As always, I encourage you not to get carried away by the packaging or the place where they are found, sometimes with diet products or in herbalists, and that you check the label. You may still find invert sugar or a large amount of poor quality starches. An informed purchase helps us to have a conscious diet. These are some interesting options that will help you to know:

  • Calabizo, the pumpkin chorizo. In the case of pumpkin chorizo, we find an existing product that is easy to be veganized. The Galician company Calabizo has been marketing it successfully for years and now it has also launched into the traditional chickpea stew, but with its pumpkin chorizo. A healthy and eco-friendly alternative that actually drinks from the tradition and reuse of pumpkins. This type of chorizo ​​is ideal for homemade stews.
  • Black pudding Avus. Another brand of vegetable products is Avus, which not only has “chorizo”, even a spicy variety, but also “sobrasada” and “blood sausage”. Its products are made in Murcia in an artisan way, based on marinated soybeans. Very well achieved and nutritionally interesting alternatives for those who want a snack like that of childhood.
  • Polony Frys. Yes, we can make the mortadella at home, and it may not be the sausage you were expecting to find here. However, despite appearances, Frys has greatly improved the composition of this product, which has been on the market for many years. Of this type of products, depending on the flavoring and texture, we can find many brands and styles, and we should always try to check the label to see if they really interest us. This long-lived South African brand currently has two different product lines, one of them more focused on nutritional quality, but they are still for occasional consumption.
  • Ham and salty meat. Regarding vegetable cured meats, for a few years we have had those of the Good & Green brand, which usually have ingredients such as wheat gluten or chickpea flour, using natural colors and flavorings. These are products that simulate smoked ham or salty meat from other countries, but they are products that would fit perfectly into a vegan delicatessen. Here we must monitor the amount of salt, the Achilles heel of most processed products of these characteristics.

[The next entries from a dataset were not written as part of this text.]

PR #257, opened 2025-08-04
8364624: [CRaC] Resolve startup failures with static JDK build

dimitryc:
The patch fixes locating the `lib` folder and also fixes handling for `crexec` case for static JDK build.

It also fixes "setup CRIU" test step and ensures that criu is copied into static JDK for static JDK build. Another change in tests is to re-enable tests for static JDK and add some CRaC tests with known failures to the exclude list for static JDK (tests requiring jcmd and tests requiring a container with libX11 preinstalled).

### DIFF
--- a/test/jdk/ProblemList-StaticJdk.txt
+++ b/test/jdk/ProblemList-StaticJdk.txt
@@ -12,3 +12,16 @@ java/util/ResourceBundle/modules/unnamed/UnNamedTest.java                       
 
 # Require jps
 java/util/concurrent/locks/Lock/TimedAcquireLeak.java                            8346719 generic-all
+
+# Require jcmd
+jdk/crac/DaemonAfterRestore.java                                                 8346719 generic-all
+jdk/crac/fileDescriptors/SharedLibraryTest.java                                  8346719 generic-all
+jdk/crac/jfr/FlightRecorderJcmdTest.java                                         8346719 generic-all
+jdk/crac/PerfMemoryRestoreTest.java                                              8346719 generic-all
+
+# Require container with libX11
+jdk/crac/ContainerOOMETest.java                                                  8364624 generic-all
+jdk/crac/ContainerPidAdjustmentTest.java                                         8364624 generic-all
+jdk/crac/java/lang/System/NanoTimeTest.java                                      8364624 generic-all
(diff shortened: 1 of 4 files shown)


test/jdk/ProblemList-StaticJdk.txt
```diff
@@ -12,3 +12,16 @@ java/util/ResourceBundle/modules/unnamed/UnNamedTest.java
...
+jdk/crac/fileDescriptors/SharedLibraryTest.java                                  8346719 generic-all
+jdk/crac/jfr/FlightRecorderJcmdTest.java                                         8346719 generic-all
+jdk/crac/PerfMemoryRestoreTest.java                                              8346719 generic-all
+
+# Require container with libX11
+jdk/crac/ContainerOOMETest.java                                                  8364624 generic-all
+jdk/crac/ContainerPidAdjustmentTest.java                                         8364624 generic-all
+jdk/crac/java/lang/System/NanoTimeTest.java                                      8364624 generic-all
+jdk/crac/java/net/InetAddress/ResolveTest.java                                   8364624 generic-all
+jdk/crac/java/lang/System/TimedWaitingTest.java                                  8364624 generic-all
```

Something that we can highlight is that, if vegan is not synonymous with healthy, natural is not always. Although some of these plant products may be perceived as ultra-processed, they still have a much lower carbon footprint than meat ones. And if we carefully monitor the labels and choose quality vegetable sausages, they are healthier than conventional ones, since processed meat, whether cured, salted, smoked or fermented, such as Serrano ham, is classified as a Group 1 carcinogen by the WHO for more than 5 years.

Downloadable weekly menu

In the menu that I propose to you this week, which ends with the Christmas celebrations, I wanted to give you some clues on how to include vegetable sausages in a healthy menu. It is accompanied by some developed recipes, including a recipe for homemade vegan chorizo ​​based on seitan. The cold stations with stews, stews and other hot preparations are undoubtedly ideal for consuming vegetable sausages, whether they are homemade or purchased. In this post by Virginia García you will find other ways to make homemade vegan chorizo, if you want to experiment.